水はガブガブ飲めば良い?(後編)

後編では、水分摂取時に気をつけたいことを書いてみます。尚、この記事に書かれた内容は生理学、生化学の基礎を踏まえておりますが、どらねこ個人の見解を含む読みものとして受け取ってください。何らかの参考になれば嬉しいです。

【脱水タイプ別の基本的対応法】

図中に対応法を書きましたが、大切なのは脱水の原因を除去することだと思います。アタリマエなのですが、原因が無ければ脱水はおこりませんし、原因をそのままにしていては、脱水を繰り返すことになります。また、原因によっては基本の対処方法が不適切になる場合もあります。

例)糖尿病の高血糖による脱水症状
血糖値が高くなることで血液の浸透圧が高くなり、体内全体では水分は足りていても細胞内では脱水状態という事になります。これは水分を補うだけではだめで、血糖のコントロールが優先されますね。

以上のように、水が足りないからといって、ただ単に水をガブガブ飲めば良いということは無いのです。うっ血性心不全の持病がある人は、塩分を控えめにし、必要に応じて水分量を調整します。ガブガブ飲むと浮腫を促進しかねません。
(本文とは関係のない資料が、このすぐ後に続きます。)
PR #189, opened 2024-01-03
Disable buttons on error #187

MatteoGuarnaccia5:
## Description

Implemented logic so that save/continue buttons in the dialogs are disabled if there is an error in the dialog.
I only refactored the e2e tests that test for errors, to check if the save/continue button is disabled

## Testing instructions

Add a set up instructions describing how the reviewer should test the code

- [ ] Review code
- [ ] Check Actions build
- [ ] Review changes to test coverage
## Agile board tracking

closes #187

PR #207, opened 2024-01-05
add item #191

### LINKED ISSUE #191: Implement User Interface and API request for adding items
- [ ] Items button/link on the landing page and the table view 
- [ ] Create back button for the landing page and the table view 
- [ ] Implement Add item button and dialog.
- [ ] the add items dialog should have pre-populated values from the catalogue item

joshuadkitenge:
## Description

A user should be able to add an item. A user should also be able to navigate to the items page on the catalogue category table view and the catalogue item landing page. The items page should allow the user to navigate back to either of the pages.  

- ~The items dialog unit tests and the items e2e test  fail locally due the Timezone issues. Ignore this for now. We will deal with this after MVP.~ - Fixed
-  
## Testing instructions

- [ ] Review code
- [ ] Check Actions build
- [ ] {more steps here}

## Agile board tracking

closes #191


joelvdavies (changes requested):
Mostly just me being pedantic, would be good if the testing issue could fixed though. Worked well when I tested it locally, also checked the behaviour of changing my local time zone which atomically converted the times on the front end, which I think is reasonable. The backend just remains in UTC.

src/items/itemDialog.component.tsx
```diff
@@ -0,0 +1,628 @@
...
+      asset_number: itemDetails.asset_number,
+      serial_number: itemDetails.serial_number,
+      delivered_date:
+        itemDetails.delivered_date &&
+        isValidDateTime(itemDetails.delivered_date)
+          ? new Date(itemDetails.delivered_date).toISOString() ?? null
+          : null,
+      notes: itemDetails.notes,
+    };
+  }, [itemDetails, catalogueItem]);
```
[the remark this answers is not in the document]
joshuadkitenge: This is going to be used for the handleEditItem as well. I'll add the type on it to make it clearer what it is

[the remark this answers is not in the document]
joelvdavies: Shouldn't edit use undefined instead though?

src/items/items.component.tsx
```diff
@@ -0,0 +1,82 @@
...
+        width: '100%',
+      }}
+    >
+      <Button
+        sx={{ mx: 0.5 }}
+        component={Link}
+        startIcon={
+          <Box sx={{ alignItems: 'center', display: 'flex' }}>
+            <ArrowBackIcon fontSize="small" />{' '}
+            <ArrowBackIcon fontSize="small" />
```
MatteoGuarnaccia5, line 38: image
Double arrow makes it look like this. Shouldn't it be a single arrow?

joshuadkitenge: It meant to be a double as you are going back up two levels

src/items/itemDialog.component.tsx
```diff
@@ -0,0 +1,632 @@
...
+          }}
+        >
+          <Button
+            variant="outlined"
+            sx={{ width: '50%', mx: 1 }}
+            onClick={handleClose}
+          >
+            Cancel
+          </Button>
+          <Button
```
MatteoGuarnaccia5, line 614: add logic so save button gets disabled when there is an error in the dialog. see #189

MatteoGuarnaccia5 (commented):
Just a couple of things from me (see above)

MatteoGuarnaccia5 (approved):
LGTM

joelvdavies (approved):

→図中には『経口補水塩』というコトバが出ておりますが、それについて述べた拙エントリも御座いますので、興味のある方はどうぞ。
※参考※→http://d.hatena.ne.jp/doramao/20121214/1355466153

【脱水の予防】
■高齢者の脱水
高張性脱水は、喉が渇いてしょうがなくなるのが一般的ですので、自分で自由に水を飲める状態にある人は殆ど心配する必要は無いといっても良いでしょう。気をつけなければいけないのは、喉の渇きを自覚出来なくなった高齢者です。予防策としては、決められた時間に適量の水を飲む習慣をつける事が大事です。気温が高くなると不感蒸泄が増えますので、室温によって摂取量を調整することが求められます。
■赤ちゃん、子供の脱水
消化管が未発達であり、免疫力も高くない時期ですので、下痢や嘔吐により水分が急速に失われる事がよくあります。吸収の良い経口補水塩を事前に準備しておくと良いでしょう。腸に炎症を起こした後は乳糖分解酵素の働きが低下する事がよく見られますので、乳製品は控えた方がよいでしょう。
■スポーツによる脱水の予防(要望によりボリュームアップ)
昔は練習中には水を飲むな!という精神論(?)的指導がありましたので、脱水症や熱中症を助長した事と思います。今では競技中の水分摂取が大切であると多くの方に認知されておりますが、必ずしも適切な水分補給が出来ていないのでは?という心配もあります。
ラソンを例に水分補給を考えてみます。忘れてはならないのは、気温の問題です。レース開始時よりもレース中に気温が高くなる事が一般的です。最高気温を意識して、レースに臨む事が求められます。気温が高くなればなるほど、脱水や熱中症の危険性は高くなります。趣味で走る方では、30℃近くなる事が予測される場合、レースを中断する事も選択肢の一つだと思います。あと、もう一つは必要以上の汗をかかないようにする、というのが有ります。何の為に汗が出るのかというと、体温を下げる為に汗をかくのですよね。(アタリマエすぎてすみません)しかし、汗の量が一定時間に一定以上の量となると、水分が体を伝って流れ出るようになります。汗で体温が下がるのは、気化による吸熱反応によりますよね?気化が追っつかない程の汗では、失われる水分の割に体温は減少しないのです。でも、体は熱いから汗をかこうとする・・・悪循環ですね。水をかけて体を冷やしてあげる事や汗を蒸発させやすいよう、タオルで拭き取ったり、適切なウェアを着るなどの対応が必要になります。
水分摂取も十分気をつけなければいけません。まず、レース前にはある程度の水を飲んでおくと良いでしょう。レース中の水分は塩分量0.1〜0.2%程度含んでいるものが良いでしょう。また、糖質がある程度含まれていると吸収も良くなると思います。市民レースでは水しかとれない事もあるかと思いますが、低ナトリウム血症を引き起こす危険がありますので、飲み過ぎには注意しましょう。日頃の練習でどれくらい水分が失われるかを把握しておくと必要な水分が予測できますね。普段あまり練習していないヒトでは特にレース中の水分摂取に気を遣って欲しいと謂うことでもあります。